Segment Start: EXERCISE DATA
PR #1801, opened 2016-07-05
Fixing args so that the datatype for image numbers are strings

### LINKED ISSUE #1782: image numbers
They need to stay as numbers in dev or it will break code

LindsayYoung:
This will fix the detail panel on web
fix #1782


noahmanger:
Closing this since it was merged into the release.

PR #1803, opened 2016-07-05
Fix for candidate totals bug

jontours:
This fix is by no means pretty, if anything don't merge it.  If worse comes to worse it can be merged to buy us more time, but it works.  Figuring out the real data issue should be the better fix.

### DIFF
--- a/data/sql_updates/totals_house_senate.sql
+++ b/data/sql_updates/totals_house_senate.sql
@@ -48,7 +48,7 @@ select
     max(last.rpt_yr) as last_report_year
 from
     fec_vsum_f3 hs
-    left join last using (cmte_id, election_cycle)
+    inner join last using (cmte_id, election_cycle)
 where
     hs.most_recent_filing_flag like 'Y'
     and hs.election_cycle >= :START_YEAR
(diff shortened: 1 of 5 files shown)


noahmanger:
Once this is merged, we should to merge this on the web app https://github.com/18F/openFEC-web-app/pull/1332

ccostino:
@noahmanger, @LindsayYoung, what do you think based on @jontours note?  Do you think we still have time to investigate the potential root cause?

noahmanger:
Because the release introduces a very breaking change to production, we need it fixed by the time of the release. I'd rather not push back the release for this, so I think my vote is merge in the patch. But I'll let y'all decide in the AM.

LindsayYoung:
OK, I have looked at this and I think it is a good fix. We can change it later if we have a better idea on how to handle cases like this.

I think this happened when we went form a SQL join to a sqlalchmy join for the candidate financial information. The former function seemed not to be able to find the column and figure out if it was null with the new join. This fixes the problem by explicitly looking for the column in the model. 

Works well locally. Checked a few other endpoints and they did not seem impacted.

Thank you @jontours for jumping on this and fixing it!

PR #1805, opened 2016-07-08
Feature/build swagger on ci

### LINKED ISSUE #1770: switch off multi-buildpack
Make sure docs still work.

adborden:
This get's us off of the multibuildpack which is deprecated. Thanks to @jmcarp for getting most of it done. The last piece is getting swagger-ui out of node_modules so we're not shipping any dev dependencies to cloud.gov. This reverts the last fix which saved us from a broken swagger docs page and adds a quick build step to pull the built swagger-ui assets out of `node_modules`.

I tested this via [travis](https://travis-ci.org/18F/openFEC/builds/143403613) on the feature space, so hopefully there's no more surprises.

Fixes #1770

### DIFF
--- a/package.json
+++ b/package.json
@@ -2,6 +2,9 @@
   "dependencies": {
      "swagger-ui": "git+https://github.com/18F/swagger-ui.git"
   },
+  "scripts": {
+    "build": "mkdir -p static/swagger-ui && cp -R node_modules/swagger-ui/dist static/swagger-ui/"
+  },
   "engines": {
     "node": "0.12.7",
     "npm": "2.11.3"
--- a/.buildpacks
+++ b/.buildpacks
@@ -1,2 +1,0 @@
-https://github.com/cloudfoundry/python-buildpack#v1.5.1
-https://github.com/cloudfoundry/nodejs-buildpack.git#v1.5.0
--- a/.cfignore
+++ b/.cfignore
@@ -1,5 +1,4 @@
 cache
-node_modules
 
 .DS_Store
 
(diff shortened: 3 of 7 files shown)


ccostino:
Thank you, @adborden!  I'll take a closer look for review - does this still require we install `swagger-tools` for ourselves locally per the current README instructions (`npm install -g swagger-tools`), or is it possible we can place that in the `package.json` requirements as well to keep dependencies local to the app?

package.json
```diff
@@ -2,6 +2,9 @@
   "dependencies": {
      "swagger-ui": "git+https://github.com/18F/swagger-ui.git"
   },
+  "scripts": {
+    "build": "mkdir -p static/swagger-ui && cp -R node_modules/swagger-ui/dist static/swagger-ui/"
+  },
   "engines": {
     "node": "0.12.7",
```
ccostino: We should really update this...  Separate PR though to test.

ccostino:
Thanks again, @adborden, we're going to merge this and can address additional improvements in a subsequent PR(s) if need be!

adborden:
> Thank you, @adborden! I'll take a closer look for review - does this still require we install swagger-tools for ourselves locally per the current README instructions (npm install -g swagger-tools), or is it possible we can place that in the package.json requirements as well to keep dependencies local to the app?

From slack conversations `swagger-tools` might still be required for the integration tests. There's no specific reference to it in the code but perhaps a binary installed by the package. It's also possible that the integrations are using [flask-apispec](https://github.com/jmcarp/flask-apispec) for the swagger tests, in which case we can drop the swagger-tools dependency. We'll have to dig in a bit more.

If we move the dependency to the `package.json` we'll have to adjust the `PATH` so the integration tests pick up the right bin path.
Segment End: EXERCISE DATA
*ABOUT THIS EXERCISE:*
Take the entries above and copy them out exactly.

*TASK ANSWER:*
PR #1801, opened 2016-07-05
Fixing args so that the datatype for image numbers are strings

### LINKED ISSUE #1782: image numbers
They need to stay as numbers in dev or it will break code

LindsayYoung:
This will fix the detail panel on web
fix #1782


noahmanger:
Closing this since it was merged into the release.

PR #1803, opened 2016-07-05
Fix for candidate totals bug

jontours:
This fix is by no means pretty, if anything don't merge it.  If worse comes to worse it can be merged to buy us more time, but it works.  Figuring out the real data issue should be the better fix.

### DIFF
--- a/data/sql_updates/totals_house_senate.sql
+++ b/data/sql_updates/totals_house_senate.sql
@@ -48,7 +48,7 @@ select
     max(last.rpt_yr) as last_report_year
 from
     fec_vsum_f3 hs
-    left join last using (cmte_id, election_cycle)
+    inner join last using (cmte_id, election_cycle)
 where
     hs.most_recent_filing_flag like 'Y'
     and hs.election_cycle >= :START_YEAR
(diff shortened: 1 of 5 files shown)


noahmanger:
Once this is merged, we should to merge this on the web app https://github.com/18F/openFEC-web-app/pull/1332

ccostino:
@noahmanger, @LindsayYoung, what do you think based on @jontours note?  Do you think we still have time to investigate the potential root cause?

noahmanger:
Because the release introduces a very breaking change to production, we need it fixed by the time of the release. I'd rather not push back the release for this, so I think my vote is merge in the patch. But I'll let y'all decide in the AM.

LindsayYoung:
OK, I have looked at this and I think it is a good fix. We can change it later if we have a better idea on how to handle cases like this.

I think this happened when we went form a SQL join to a sqlalchmy join for the candidate financial information. The former function seemed not to be able to find the column and figure out if it was null with the new join. This fixes the problem by explicitly looking for the column in the model. 

Works well locally. Checked a few other endpoints and they did not seem impacted.

Thank you @jontours for jumping on this and fixing it!

PR #1805, opened 2016-07-08
Feature/build swagger on ci

### LINKED ISSUE #1770: switch off multi-buildpack
Make sure docs still work.

adborden:
This get's us off of the multibuildpack which is deprecated. Thanks to @jmcarp for getting most of it done. The last piece is getting swagger-ui out of node_modules so we're not shipping any dev dependencies to cloud.gov. This reverts the last fix which saved us from a broken swagger docs page and adds a quick build step to pull the built swagger-ui assets out of `node_modules`.

I tested this via [travis](https://travis-ci.org/18F/openFEC/builds/143403613) on the feature space, so hopefully there's no more surprises.

Fixes #1770

### DIFF
--- a/package.json
+++ b/package.json
@@ -2,6 +2,9 @@
   "dependencies": {
      "swagger-ui": "git+https://github.com/18F/swagger-ui.git"
   },
+  "scripts": {
+    "build": "mkdir -p static/swagger-ui && cp -R node_modules/swagger-ui/dist static/swagger-ui/"
+  },
   "engines": {
     "node": "0.12.7",
     "npm": "2.11.3"
--- a/.buildpacks
+++ b/.buildpacks
@@ -1,2 +1,0 @@
-https://github.com/cloudfoundry/python-buildpack#v1.5.1
-https://github.com/cloudfoundry/nodejs-buildpack.git#v1.5.0
--- a/.cfignore
+++ b/.cfignore
@@ -1,5 +1,4 @@
 cache
-node_modules
 
 .DS_Store
 
(diff shortened: 3 of 7 files shown)


ccostino:
Thank you, @adborden!  I'll take a closer look for review - does this still require we install `swagger-tools` for ourselves locally per the current README instructions (`npm install -g swagger-tools`), or is it possible we can place that in the `package.json` requirements as well to keep dependencies local to the app?

package.json
```diff
@@ -2,6 +2,9 @@
   "dependencies": {
      "swagger-ui": "git+https://github.com/18F/swagger-ui.git"
   },
+  "scripts": {
+    "build": "mkdir -p static/swagger-ui && cp -R node_modules/swagger-ui/dist static/swagger-ui/"
+  },
   "engines": {
     "node": "0.12.7",
```
ccostino: We should really update this...  Separate PR though to test.

ccostino:
Thanks again, @adborden, we're going to merge this and can address additional improvements in a subsequent PR(s) if need be!

adborden:
> Thank you, @adborden! I'll take a closer look for review - does this still require we install swagger-tools for ourselves locally per the current README instructions (npm install -g swagger-tools), or is it possible we can place that in the package.json requirements as well to keep dependencies local to the app?

From slack conversations `swagger-tools` might still be required for the integration tests. There's no specific reference to it in the code but perhaps a binary installed by the package. It's also possible that the integrations are using [flask-apispec](https://github.com/jmcarp/flask-apispec) for the swagger tests, in which case we can drop the swagger-tools dependency. We'll have to dig in a bit more.

If we move the dependency to the `package.json` we'll have to adjust the `PATH` so the integration tests pick up the right bin path.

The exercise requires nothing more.